## Problem to work on
Would you return, word for word, the lines of the data below from the line with "PR #3149, opened 2022-09-26" through the line with "Example release draft", and no others?

○ ○ ○ ○

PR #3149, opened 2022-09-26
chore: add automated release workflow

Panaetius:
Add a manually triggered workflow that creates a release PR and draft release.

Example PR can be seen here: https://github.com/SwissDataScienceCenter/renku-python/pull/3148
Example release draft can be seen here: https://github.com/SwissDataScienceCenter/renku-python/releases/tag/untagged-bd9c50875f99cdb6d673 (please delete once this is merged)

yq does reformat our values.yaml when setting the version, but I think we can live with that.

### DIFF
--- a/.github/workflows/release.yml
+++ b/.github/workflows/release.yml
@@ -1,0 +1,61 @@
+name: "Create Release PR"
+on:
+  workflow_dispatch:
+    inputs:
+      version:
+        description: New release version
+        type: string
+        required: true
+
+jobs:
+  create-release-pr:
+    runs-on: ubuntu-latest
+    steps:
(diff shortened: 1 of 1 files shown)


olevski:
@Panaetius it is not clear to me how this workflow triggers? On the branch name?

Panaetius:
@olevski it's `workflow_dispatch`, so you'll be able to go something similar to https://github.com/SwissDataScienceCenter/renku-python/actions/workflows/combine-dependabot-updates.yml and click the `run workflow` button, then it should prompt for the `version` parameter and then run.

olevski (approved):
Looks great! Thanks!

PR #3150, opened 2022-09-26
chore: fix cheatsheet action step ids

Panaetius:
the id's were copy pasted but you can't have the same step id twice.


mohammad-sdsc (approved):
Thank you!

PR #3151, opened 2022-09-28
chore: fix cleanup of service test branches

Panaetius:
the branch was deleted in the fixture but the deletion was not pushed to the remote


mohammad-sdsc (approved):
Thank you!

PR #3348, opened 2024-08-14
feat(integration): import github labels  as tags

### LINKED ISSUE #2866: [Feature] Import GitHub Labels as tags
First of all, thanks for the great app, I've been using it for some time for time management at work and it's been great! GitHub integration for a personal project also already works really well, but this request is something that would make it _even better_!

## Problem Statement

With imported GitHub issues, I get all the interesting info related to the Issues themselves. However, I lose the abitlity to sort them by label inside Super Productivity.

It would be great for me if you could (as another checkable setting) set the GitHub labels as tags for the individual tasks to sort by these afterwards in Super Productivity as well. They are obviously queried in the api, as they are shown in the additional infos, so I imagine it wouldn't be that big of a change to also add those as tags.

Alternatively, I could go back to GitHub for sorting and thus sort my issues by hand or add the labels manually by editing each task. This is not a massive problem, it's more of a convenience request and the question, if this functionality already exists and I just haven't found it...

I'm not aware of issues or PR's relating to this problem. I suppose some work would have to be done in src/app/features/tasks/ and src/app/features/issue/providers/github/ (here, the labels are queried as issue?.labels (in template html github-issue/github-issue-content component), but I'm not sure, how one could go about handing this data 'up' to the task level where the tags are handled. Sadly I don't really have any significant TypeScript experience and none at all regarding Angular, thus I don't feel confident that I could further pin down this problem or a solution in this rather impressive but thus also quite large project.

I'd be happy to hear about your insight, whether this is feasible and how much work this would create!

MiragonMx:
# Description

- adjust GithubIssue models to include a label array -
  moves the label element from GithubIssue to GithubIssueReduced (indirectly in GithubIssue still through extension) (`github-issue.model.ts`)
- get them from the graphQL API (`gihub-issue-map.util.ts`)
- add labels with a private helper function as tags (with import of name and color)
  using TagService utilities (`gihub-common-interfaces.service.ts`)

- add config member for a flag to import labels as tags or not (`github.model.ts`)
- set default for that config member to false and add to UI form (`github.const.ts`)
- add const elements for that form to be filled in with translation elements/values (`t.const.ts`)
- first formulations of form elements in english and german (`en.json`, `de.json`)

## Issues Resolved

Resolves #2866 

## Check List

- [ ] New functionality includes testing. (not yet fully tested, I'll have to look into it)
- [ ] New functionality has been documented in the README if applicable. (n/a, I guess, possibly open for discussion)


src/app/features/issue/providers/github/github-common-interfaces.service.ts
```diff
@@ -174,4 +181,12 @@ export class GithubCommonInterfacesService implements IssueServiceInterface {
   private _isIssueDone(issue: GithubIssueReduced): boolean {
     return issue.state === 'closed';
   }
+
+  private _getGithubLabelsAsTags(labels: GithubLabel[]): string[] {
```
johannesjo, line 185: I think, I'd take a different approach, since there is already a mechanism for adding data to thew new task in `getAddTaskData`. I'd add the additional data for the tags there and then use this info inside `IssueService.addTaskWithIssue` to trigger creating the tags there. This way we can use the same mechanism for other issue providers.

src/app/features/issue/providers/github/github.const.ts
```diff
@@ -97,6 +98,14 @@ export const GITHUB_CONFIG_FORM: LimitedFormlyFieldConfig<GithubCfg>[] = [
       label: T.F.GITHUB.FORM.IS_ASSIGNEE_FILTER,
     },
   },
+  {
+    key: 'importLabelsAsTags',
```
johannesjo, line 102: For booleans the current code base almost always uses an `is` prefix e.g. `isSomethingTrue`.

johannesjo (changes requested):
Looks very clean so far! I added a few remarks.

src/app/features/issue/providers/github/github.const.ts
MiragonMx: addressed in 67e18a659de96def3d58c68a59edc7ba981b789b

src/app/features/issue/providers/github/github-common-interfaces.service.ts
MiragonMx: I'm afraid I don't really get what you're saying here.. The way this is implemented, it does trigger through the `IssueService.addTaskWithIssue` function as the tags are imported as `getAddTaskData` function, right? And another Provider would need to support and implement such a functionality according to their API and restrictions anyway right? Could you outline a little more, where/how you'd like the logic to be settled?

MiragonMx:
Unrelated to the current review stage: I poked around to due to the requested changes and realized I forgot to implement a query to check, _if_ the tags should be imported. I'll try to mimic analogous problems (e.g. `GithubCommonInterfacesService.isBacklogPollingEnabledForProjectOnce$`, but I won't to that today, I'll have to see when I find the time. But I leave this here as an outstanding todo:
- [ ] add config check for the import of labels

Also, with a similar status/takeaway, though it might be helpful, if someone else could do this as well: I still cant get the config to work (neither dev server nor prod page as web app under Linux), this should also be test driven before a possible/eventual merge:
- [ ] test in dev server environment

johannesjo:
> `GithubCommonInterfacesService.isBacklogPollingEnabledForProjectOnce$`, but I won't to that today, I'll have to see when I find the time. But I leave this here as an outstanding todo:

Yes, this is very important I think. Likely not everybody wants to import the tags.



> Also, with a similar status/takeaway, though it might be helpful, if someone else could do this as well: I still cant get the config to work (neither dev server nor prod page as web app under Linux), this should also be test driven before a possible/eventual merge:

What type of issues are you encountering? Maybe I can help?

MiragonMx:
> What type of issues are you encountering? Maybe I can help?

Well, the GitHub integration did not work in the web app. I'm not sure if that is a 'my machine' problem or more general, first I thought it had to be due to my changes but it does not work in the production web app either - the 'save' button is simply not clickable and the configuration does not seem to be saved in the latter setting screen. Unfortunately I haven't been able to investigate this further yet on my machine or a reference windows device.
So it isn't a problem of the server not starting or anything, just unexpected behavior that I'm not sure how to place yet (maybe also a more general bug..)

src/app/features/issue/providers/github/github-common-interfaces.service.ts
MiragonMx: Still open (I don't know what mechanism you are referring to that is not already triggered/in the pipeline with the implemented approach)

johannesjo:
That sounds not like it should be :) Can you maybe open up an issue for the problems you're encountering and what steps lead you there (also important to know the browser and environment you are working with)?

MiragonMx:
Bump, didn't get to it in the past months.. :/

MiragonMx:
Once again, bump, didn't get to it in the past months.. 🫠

○ ○ ○ ○

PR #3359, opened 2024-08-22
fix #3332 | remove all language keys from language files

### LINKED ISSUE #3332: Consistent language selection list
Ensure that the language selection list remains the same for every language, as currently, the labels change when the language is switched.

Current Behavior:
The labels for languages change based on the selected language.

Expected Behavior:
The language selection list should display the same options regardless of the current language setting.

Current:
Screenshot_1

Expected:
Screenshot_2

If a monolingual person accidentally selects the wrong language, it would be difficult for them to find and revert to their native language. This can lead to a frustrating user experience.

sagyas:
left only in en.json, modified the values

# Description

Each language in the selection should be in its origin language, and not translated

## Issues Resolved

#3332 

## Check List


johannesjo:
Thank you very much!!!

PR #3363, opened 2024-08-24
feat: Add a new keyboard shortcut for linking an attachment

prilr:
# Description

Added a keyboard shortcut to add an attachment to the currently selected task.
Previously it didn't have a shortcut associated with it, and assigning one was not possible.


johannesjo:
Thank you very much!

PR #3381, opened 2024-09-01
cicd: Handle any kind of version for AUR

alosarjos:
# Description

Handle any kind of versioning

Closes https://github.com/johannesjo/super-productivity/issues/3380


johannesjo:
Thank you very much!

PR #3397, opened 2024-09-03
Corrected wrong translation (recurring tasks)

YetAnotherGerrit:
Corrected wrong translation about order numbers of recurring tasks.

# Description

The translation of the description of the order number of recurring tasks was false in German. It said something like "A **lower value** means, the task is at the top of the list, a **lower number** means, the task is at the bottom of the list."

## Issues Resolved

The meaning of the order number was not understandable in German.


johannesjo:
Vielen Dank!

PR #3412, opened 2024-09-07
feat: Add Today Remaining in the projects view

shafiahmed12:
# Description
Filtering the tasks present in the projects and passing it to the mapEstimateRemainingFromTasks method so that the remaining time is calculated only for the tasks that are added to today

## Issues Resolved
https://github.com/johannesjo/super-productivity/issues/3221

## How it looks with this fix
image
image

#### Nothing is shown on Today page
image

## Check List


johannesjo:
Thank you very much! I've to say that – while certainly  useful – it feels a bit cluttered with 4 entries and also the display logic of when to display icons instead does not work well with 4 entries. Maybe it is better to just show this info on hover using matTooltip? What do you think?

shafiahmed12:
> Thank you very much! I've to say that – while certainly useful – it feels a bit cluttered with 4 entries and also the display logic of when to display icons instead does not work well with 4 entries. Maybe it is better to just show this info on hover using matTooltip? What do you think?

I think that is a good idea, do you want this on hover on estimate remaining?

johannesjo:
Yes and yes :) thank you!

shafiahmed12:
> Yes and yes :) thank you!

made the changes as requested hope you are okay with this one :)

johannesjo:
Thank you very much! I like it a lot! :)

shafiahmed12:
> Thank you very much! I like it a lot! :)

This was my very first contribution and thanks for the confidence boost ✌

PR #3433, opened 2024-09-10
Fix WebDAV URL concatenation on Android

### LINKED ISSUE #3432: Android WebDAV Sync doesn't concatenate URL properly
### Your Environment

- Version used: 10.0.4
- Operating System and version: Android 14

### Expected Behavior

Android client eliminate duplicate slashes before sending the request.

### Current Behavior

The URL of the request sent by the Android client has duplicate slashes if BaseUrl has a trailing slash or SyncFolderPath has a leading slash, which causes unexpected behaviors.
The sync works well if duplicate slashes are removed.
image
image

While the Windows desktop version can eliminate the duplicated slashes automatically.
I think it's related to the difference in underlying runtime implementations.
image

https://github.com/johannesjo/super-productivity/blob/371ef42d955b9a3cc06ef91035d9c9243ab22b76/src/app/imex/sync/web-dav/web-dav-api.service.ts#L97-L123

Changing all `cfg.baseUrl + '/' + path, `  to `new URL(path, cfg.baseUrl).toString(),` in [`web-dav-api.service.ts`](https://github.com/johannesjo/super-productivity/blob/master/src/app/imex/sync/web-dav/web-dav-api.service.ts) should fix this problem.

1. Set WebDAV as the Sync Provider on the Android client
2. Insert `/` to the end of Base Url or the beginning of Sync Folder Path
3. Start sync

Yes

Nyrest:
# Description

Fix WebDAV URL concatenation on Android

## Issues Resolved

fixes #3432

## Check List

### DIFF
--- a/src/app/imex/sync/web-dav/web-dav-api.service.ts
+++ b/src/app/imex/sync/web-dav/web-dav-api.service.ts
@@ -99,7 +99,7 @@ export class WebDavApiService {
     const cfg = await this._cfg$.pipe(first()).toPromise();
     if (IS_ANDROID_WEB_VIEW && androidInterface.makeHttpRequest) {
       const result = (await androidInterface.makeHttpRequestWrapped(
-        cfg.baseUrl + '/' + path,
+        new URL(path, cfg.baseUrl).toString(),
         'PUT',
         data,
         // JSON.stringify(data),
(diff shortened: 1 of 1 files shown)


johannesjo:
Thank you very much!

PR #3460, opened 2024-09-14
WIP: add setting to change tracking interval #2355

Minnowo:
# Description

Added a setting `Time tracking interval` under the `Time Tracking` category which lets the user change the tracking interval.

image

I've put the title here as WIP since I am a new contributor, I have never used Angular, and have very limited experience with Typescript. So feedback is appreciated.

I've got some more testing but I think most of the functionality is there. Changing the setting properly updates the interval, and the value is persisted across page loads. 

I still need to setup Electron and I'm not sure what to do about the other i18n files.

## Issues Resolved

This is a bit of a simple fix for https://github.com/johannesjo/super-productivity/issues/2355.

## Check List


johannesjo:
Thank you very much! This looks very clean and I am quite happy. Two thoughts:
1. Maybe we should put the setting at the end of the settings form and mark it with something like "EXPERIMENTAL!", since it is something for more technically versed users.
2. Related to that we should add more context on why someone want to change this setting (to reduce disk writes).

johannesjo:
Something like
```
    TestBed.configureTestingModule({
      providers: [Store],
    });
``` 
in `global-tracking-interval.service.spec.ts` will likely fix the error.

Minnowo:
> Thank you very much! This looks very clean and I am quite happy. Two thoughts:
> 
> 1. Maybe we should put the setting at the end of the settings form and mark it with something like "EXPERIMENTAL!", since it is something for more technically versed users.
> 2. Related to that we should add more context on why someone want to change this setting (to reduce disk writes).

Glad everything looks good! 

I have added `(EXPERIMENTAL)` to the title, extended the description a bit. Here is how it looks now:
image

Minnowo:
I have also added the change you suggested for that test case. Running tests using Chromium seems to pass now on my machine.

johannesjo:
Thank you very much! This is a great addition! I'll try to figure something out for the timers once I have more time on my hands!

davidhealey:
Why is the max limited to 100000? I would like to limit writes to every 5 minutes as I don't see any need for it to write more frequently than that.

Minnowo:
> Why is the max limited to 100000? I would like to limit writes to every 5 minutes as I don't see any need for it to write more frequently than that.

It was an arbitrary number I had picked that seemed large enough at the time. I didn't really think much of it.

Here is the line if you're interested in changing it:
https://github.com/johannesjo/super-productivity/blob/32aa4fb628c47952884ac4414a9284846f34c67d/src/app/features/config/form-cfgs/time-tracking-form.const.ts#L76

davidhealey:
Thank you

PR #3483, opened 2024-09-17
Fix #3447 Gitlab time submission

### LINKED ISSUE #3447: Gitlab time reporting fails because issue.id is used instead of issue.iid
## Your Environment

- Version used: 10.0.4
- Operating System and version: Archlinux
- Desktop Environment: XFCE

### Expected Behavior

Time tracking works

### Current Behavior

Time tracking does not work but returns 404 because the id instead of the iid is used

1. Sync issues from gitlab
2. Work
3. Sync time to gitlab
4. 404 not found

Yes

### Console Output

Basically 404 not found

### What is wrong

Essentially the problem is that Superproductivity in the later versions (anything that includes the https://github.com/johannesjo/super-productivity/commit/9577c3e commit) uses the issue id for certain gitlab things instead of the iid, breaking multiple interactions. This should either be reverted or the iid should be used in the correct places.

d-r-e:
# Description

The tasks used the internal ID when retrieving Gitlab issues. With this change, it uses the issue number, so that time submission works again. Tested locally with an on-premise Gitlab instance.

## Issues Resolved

○ ○ ○ ○

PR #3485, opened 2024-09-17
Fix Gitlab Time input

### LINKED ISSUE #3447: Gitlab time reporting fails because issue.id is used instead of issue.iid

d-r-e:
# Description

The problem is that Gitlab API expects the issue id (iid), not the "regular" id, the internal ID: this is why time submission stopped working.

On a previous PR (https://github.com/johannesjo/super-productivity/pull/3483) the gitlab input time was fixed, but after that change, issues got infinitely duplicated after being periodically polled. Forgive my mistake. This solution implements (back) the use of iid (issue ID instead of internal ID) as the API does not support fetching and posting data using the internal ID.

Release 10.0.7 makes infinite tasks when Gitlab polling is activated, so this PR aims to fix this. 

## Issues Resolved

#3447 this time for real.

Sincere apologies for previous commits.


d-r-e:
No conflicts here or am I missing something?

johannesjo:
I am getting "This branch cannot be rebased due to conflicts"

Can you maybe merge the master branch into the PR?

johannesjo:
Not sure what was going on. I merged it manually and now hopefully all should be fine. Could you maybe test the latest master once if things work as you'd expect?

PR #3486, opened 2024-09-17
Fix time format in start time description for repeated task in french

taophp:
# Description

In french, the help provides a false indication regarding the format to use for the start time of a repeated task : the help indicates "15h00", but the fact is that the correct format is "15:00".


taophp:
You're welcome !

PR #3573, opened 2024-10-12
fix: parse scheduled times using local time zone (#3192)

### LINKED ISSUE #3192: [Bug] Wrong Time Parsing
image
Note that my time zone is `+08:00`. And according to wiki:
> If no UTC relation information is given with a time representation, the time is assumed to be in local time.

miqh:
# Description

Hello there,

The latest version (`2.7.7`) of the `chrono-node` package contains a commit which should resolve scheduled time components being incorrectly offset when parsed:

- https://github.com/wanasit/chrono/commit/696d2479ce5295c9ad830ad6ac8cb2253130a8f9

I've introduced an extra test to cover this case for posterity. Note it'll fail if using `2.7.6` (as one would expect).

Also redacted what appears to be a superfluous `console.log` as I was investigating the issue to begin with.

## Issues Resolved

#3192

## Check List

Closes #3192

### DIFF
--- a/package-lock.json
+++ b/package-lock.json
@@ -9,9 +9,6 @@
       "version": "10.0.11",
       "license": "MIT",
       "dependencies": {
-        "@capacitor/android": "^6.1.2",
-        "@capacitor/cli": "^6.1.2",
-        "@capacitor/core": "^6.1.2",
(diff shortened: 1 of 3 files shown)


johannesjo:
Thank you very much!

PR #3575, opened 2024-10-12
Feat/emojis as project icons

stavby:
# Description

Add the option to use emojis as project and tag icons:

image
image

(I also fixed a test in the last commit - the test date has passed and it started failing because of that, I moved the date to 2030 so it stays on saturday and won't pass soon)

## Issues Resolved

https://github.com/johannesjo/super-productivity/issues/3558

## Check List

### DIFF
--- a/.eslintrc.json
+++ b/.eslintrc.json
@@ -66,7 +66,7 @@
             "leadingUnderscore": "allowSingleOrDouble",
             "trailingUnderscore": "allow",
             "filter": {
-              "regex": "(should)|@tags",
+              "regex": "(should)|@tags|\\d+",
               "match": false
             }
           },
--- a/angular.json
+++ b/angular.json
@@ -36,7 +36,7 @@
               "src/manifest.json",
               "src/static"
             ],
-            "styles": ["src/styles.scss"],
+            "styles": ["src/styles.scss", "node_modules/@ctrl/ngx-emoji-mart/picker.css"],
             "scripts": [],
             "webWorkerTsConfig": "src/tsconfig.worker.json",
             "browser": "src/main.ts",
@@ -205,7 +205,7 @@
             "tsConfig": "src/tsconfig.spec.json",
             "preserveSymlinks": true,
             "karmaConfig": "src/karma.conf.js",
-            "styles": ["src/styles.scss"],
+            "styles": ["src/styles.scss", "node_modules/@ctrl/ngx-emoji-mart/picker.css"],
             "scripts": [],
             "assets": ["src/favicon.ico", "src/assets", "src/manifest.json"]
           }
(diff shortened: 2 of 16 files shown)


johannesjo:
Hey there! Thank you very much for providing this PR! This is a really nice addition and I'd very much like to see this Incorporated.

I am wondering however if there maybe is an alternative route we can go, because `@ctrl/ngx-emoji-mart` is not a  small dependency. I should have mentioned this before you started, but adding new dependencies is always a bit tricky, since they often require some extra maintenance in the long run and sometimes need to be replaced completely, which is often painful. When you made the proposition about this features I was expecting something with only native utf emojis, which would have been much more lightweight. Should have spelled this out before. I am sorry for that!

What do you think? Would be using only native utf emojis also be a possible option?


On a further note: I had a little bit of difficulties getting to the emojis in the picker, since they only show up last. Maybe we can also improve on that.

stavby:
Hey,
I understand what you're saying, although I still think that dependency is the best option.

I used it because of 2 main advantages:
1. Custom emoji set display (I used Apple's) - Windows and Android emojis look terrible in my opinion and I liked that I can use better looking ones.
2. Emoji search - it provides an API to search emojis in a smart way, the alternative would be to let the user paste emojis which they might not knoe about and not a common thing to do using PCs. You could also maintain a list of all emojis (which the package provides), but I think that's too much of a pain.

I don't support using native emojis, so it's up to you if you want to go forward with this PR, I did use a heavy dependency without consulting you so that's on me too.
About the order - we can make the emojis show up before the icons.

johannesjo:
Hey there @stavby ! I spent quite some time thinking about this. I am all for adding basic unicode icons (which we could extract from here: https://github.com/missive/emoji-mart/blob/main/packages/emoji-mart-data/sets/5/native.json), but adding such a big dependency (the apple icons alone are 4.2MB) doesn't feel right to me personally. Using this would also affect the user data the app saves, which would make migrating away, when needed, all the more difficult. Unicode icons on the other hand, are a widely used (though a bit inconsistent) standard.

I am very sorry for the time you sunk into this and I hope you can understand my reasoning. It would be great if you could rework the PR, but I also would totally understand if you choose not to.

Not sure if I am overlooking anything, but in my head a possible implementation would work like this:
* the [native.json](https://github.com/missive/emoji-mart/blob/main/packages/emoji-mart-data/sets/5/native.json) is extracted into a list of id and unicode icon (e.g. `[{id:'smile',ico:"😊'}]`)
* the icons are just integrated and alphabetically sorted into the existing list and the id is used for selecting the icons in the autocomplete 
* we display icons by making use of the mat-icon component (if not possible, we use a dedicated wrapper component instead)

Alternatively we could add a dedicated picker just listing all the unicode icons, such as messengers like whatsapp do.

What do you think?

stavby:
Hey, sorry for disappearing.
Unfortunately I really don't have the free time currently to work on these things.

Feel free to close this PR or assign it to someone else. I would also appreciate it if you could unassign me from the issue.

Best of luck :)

○ ○ ○ ○

## Solution for this problem
PR #3149, opened 2022-09-26
chore: add automated release workflow

Panaetius:
Add a manually triggered workflow that creates a release PR and draft release.

Example PR can be seen here: https://github.com/SwissDataScienceCenter/renku-python/pull/3148
Example release draft can be seen here: https://github.com/SwissDataScienceCenter/renku-python/releases/tag/untagged-bd9c50875f99cdb6d673 (please delete once this is merged)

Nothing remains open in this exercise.